In order to promote the project to the international community our website is updated regularly  (http://www.lc-star.com) . It provides information on the project in general (objectives, milestones and expected results) as well as a description of the consortium and further details. Documents like specifications, technical reports, research papers are publicly available via the website. Furthermore all relevant major events, press releases and presentations of the demonstrator as well as links to other projects and institutes can be found at the site.
The following papers were presented:
H. Fersøe, E. Hartikainen, H. van den Heuvel, G. Maltese, A. Moreno, S. Shammass, U. Ziegenhain: Creation and Validation of Large Lexica for Speech-to-Speech Translation Purposes. In: Proc. of LREC2004, Lisbon, Portugal, May 2004. (Click here for poster) .
Maja Popovic and Hermann Ney: Towards the use of word stems and suffixes for SMT. In: Proc. of LREC2004, Lisbon, Portugal, May 2004.
Victoria Arranz, Núria Castell, Josep Maria Crego, Jesús Giménez, Adrià de Gispert and Patrik Lambert: Bilingual Connections for Trilingual Corpora: An XML Approach. In: Proc.of LREC 2004, Lisbon, Portugal. 2004.
Victoria Arranz, Núria Castell i Jesús Giménez: Creació de recursos lingüístics per a la traducció automàtica. In: 2n Congrés d'Enginyeria en Llengua Catalana (CELC'04), Andorra, 2004.
Ute Ziegenhain, Asuncion Moreno, Nuria Castell: Creation of Lexica for Speech-Centered Translation. In: Proc. of the 10. ASR Workshop, Maribor, Slovenia, July 2004.
Maja Popovic and Hermann Ney: Improving Word Alignment Quality using  Morpho-Syntactic Information. In: Proc. of CoLing 2004, Geneva, Switzerland, August 2004.
Richard Zens, Evgeny Matusov and Hermann Ney: Improved Word Alignment Using a Symmetric Lexicon Model. In: Proc. of CoLing 2004, Geneva, Switzerland, August 2004.
Evgeny Matusov, Maja Popovic, Richard Zens and Hermann Ney: Statistical Machine Translation of Spontaneous Speech with Scarce Resources. In: Proc. of IWSLT 2004, Kyoto, Japan, Sept./Oct. 2004.

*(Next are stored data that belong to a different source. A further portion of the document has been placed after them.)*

PR #397, opened 2024-06-18
Autogenerate diagram for RequestStatus state machine

bloodearnest:
Integrate with just fix/check like other tools.

### DIFF
--- a/justfile
+++ b/justfile
@@ -106,6 +106,7 @@ check: devenv
     check "docker run --rm -i ghcr.io/hadolint/hadolint:v2.12.0-alpine < docker/Dockerfile"
     check "find docker/ airlock/ job-server -name \*.sh -print0 | xargs -0 docker run --rm -v \"$PWD:/mnt\" koalaman/shellcheck:v0.9.0"
     check "$BIN/mypy airlock/ local_db/"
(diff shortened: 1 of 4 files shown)


justfile
```diff
@@ -121,7 +122,7 @@ mypy *ARGS: devenv
 
 
 # fix formatting and import sort ordering
```
inglesp, line 124: This comment's now out of date

inglesp (commented):
Great!

How are we going to make sure it doesn't get stale?  Currently it looks like it relies on a developer running `just fix` at the right time, and committing the changes.

bloodearnest:
> Great!
> 
> How are we going to make sure it doesn't get stale? Currently it looks like it relies on a developer running `just fix` at the right time, and committing the changes.

I included it in just check for exactly that reason - it will fail if its out of date. And we run `just check` in CI

justfile
bloodearnest: fixed

inglesp:
> I included it in just check for exactly that reason - it will fail if its out of date. And we run `just check` in CI

Ah yes, sorry, missed that

inglesp (approved):

PR #409, opened 2024-06-21
Disable CSV pagination

rebkwok:
Remove pagination, which doesn't affect load times since it was all being done on the frontend in datatables anyway.

JS updated to wait until an element of the loaded datatable is present before hiding the loading spinner (avoids displaying the unformatted table before the datatable has loaded).


bloodearnest (approved):
Nice, this should be a nicer load experience too.

PR #417, opened 2024-06-24
Improve styles for file tree

tomodwyer:
- Change background colour on selected file/folder
- Reduce horizontal spacing around tree elements
- Add arrows to show dropdown states
- Add colours for supporting and withdraw items

### DIFF
--- a/airlock/static/assets/file_browser/index.css
+++ b/airlock/static/assets/file_browser/index.css
@@ -45,22 +45,12 @@
   display: inline-block;
 }
 
-.tree__item > .supporting {
-  font-style: italic;
-}
-
-.tree__item > .withdrawn {
-  font-style: italic;
-  text-decoration: line-through;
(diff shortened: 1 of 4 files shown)


rebkwok:
In a request view, I have one supporting file (report.html) and one output file (bar.txt). When I go to the request, I'm looking at the top level of the request, so the top of the tree is highlighted blue.  The supporting file is yellow, with the darker vertical bar on the left, but the output file isn't highlighted, which makes it seem like the supporting file is important in some way (or at least, it took me a few seconds to figure out what the highlighting meant, despite having just read the PR description).

image

tomodwyer:
@rebkwok hmmm good point! It makes sense when each other file has a status too.

Let me remove that until we have the other colours and icons in place in the next PR.

rebkwok (approved):

PR #419, opened 2024-06-24
Add support for tracking 2 independent reviews in a "round"

bloodearnest:
- **Expose factories.review_file helper**
- **Refactor DAL get_requests functions**
- **Formalise who owns what RequestStatus**
- **Add a completed_reviews attribute to RequestMetadata**
- **WIP commit of adding the REVIEWED state and UI**
- **WIP fix of all the existing tests**


airlock/business_logic.py
```diff
@@ -1591,7 +1619,18 @@ def submit_request(self, request: ReleaseRequest, user: User):
...
         if request.status == RequestStatus.RETURNED:
+            audit = AuditEvent(
+                AuditEventType.REQUEST_REVIEW_RESET,
+                user=user.username,
+                request=request.id,
+            )
+            # reset completed review tracking
+            self._dal.reset_reviews(request.id, audit)
+
+            # any files that have not been updated are set to UNDECIDED
```
madwort, line 1633:
```suggestion
            # any unapproved files that have not been updated are set to UNDECIDED
```

airlock/business_logic.py
```diff
@@ -1669,6 +1708,48 @@ def reset_review_file(
...
+        release_request = self.get_release_request(release_request.id, user)
+        n_reviews = len(release_request.completed_reviews)
+
+        # this method is called twice, by different users. It advances the
+        # state differently depending on whether its the 1st or 2nd review to
+        # be completed.
+        if n_reviews == 1:
+            self.set_status(release_request, RequestStatus.PARTIALLY_REVIEWED, user)
+        elif n_reviews == 2:
+            self.set_status(release_request, RequestStatus.REVIEWED, user)
```
madwort, line 1751: this block is screaming 'race condition' to me, but we're hardly google-scale, maybe it's fine?

madwort: (to properly fix it we'd need to push some business logic out of the BLL & into the DAL??)

tests/factories.py
```diff
@@ -243,6 +248,145 @@ def create_release_request(workspace, user=None, **kwargs):
     return release_request
 
 
+def create_request_at_state(
```
madwort, line 251: I realise this is going to mean a lot of search-replace, but we renamed the enum from state to status, so....

```suggestion
def create_request_at_status(
```

tests/factories.py
```diff
@@ -243,6 +248,145 @@ def create_release_request(workspace, user=None, **kwargs):
...
+        request = refresh_release_request(request)
+
+        if (
+            status == RequestStatus.WITHDRAWN
+            and withdrawn_after == RequestStatus.RETURNED
+        ):
+            bll.set_status(request, RequestStatus.WITHDRAWN, author)
+            return refresh_release_request(request)
+        else:
+            return request
```
madwort, line 359: I like this guard-clause type pattern of returning, but we can get rid of some of these else clauses to tidy up 
```suggestion
    if status in [RequestStatus.RETURNED, RequestStatus.WITHDRAWN]:
        bll.set_status(request, RequestStatus.RETURNED, checker)
        request = refresh_release_request(request)

        if (
            status == RequestStatus.WITHDRAWN
            and withdrawn_after == RequestStatus.RETURNED
        ):
            bll.set_status(request, RequestStatus.WITHDRAWN, author)
            return refresh_release_request(request)
  
        return request
```

tests/factories.py
```diff
@@ -243,6 +248,145 @@ def create_release_request(workspace, user=None, **kwargs):
...
+
+    elif status == RequestStatus.REJECTED:
```
madwort, line 361:
```suggestion
    if status == RequestStatus.REJECTED:
```

tests/factories.py
```diff
@@ -243,6 +248,145 @@ def create_release_request(workspace, user=None, **kwargs):
...
+        bll.set_status(request, RequestStatus.REJECTED, checker)
+        return refresh_release_request(request)
+
+    bll.set_status(request, RequestStatus.APPROVED, checker)
+    request = refresh_release_request(request)
+
+    if status == RequestStatus.APPROVED:
+        return request
+
+    elif status == RequestStatus.RELEASED:
```
madwort, line 371:
```suggestion
    if status == RequestStatus.RELEASED:
```

tests/factories.py
madwort: actually I'd like it more if the branches were flipped, but we're really into code golf now!
```suggestion
    if status in [RequestStatus.RETURNED, RequestStatus.WITHDRAWN]:
        bll.set_status(request, RequestStatus.RETURNED, checker)
        request = refresh_release_request(request)

        if not (
            status == RequestStatus.WITHDRAWN
            and withdrawn_after == RequestStatus.RETURNED
        ):
            return request

        bll.set_status(request, RequestStatus.WITHDRAWN, author)
        return refresh_release_request(request)
```

airlock/business_logic.py
rebkwok: I guess it is possible; if R1 completes their review and status is set to partially reviewed, and at the same time R2 completes their review and by the time it tries to set status to partially reviewed, it's already partially reviewed, we get an invalid state transition error. Given that the states for partially reviewed/reviewed can be determined by the current state of the completed reviews, we could check those in the event of an invalid state transition here, and set it to the right one.

madwort: oh yeah, that's a good point, we could gracefully handle it if we want to. let's not worry about it for now, there's already a lot going on.

airlock/business_logic.py
```diff
@@ -877,19 +879,20 @@ def all_files_approved(self):
             for request_file in filegroup.output_files
         )
 
-    def all_files_reviewed(self):
+    def all_files_reviewed_by_reviewer(self, reviewer: User) -> bool:
         return all(
-            request_file.reviewed()
-            for filegroup in self.filegroups.values()
-            for request_file in filegroup.output_files
+            rfile.get_status_for_user(reviewer) is not None
```
madwort, line 884: as noted by @rebkwok, if the status is UNDECIDED, this will probably do the wrong thing

airlock/business_logic.py
rebkwok: I've added some handling of the race condition for 2 checkers approving simultaneously, although at the same time it occurred to me that when a request is fully approved it can be returned/released/rejected, so potentially a 3rd reviewer could attempt to complete a review at the same time that another review returns/releases/rejects and puts it into an invalid state for reviewing.  In that case, it'll just re-raise the exception - which I think is OK, given how unlikely it is to happen.

madwort (approved):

Folkert de Vriend, Núria Castell, Jesús Giménez and Giulio Maltese: LC-STAR: XML-coded Phonetic Lexica and Bilingual Corpora for Speech-to-Speech Translation. In: Proc. of the Coling 2004 Papillon Workshop on Multilingual Lexical Databases. Grenoble, France 2004
Available documents can be downloaded from the webpage.
During the year a cooperation with ELRA on a new project called 'Unified Lexicon Approach' has been started. The aim of the project is to join different levels of information from various lexica (pronunciation, morphology, syntax, semantic) already available (eg. Parole / Simple lexica) with the purpose to create ever larger lexical databases.


Exploitation Prospects

All lexica created within the project will be distributed via ELRA (http://www.elra.info/) no later that 18 months after the official end of the project. All data thus will be made available to research institutes and companies worldwide for further exploitation in research and commercial applications. All documents describing  linguistic and phonetic specifications and validation criteria will be available from public parts of  the web page.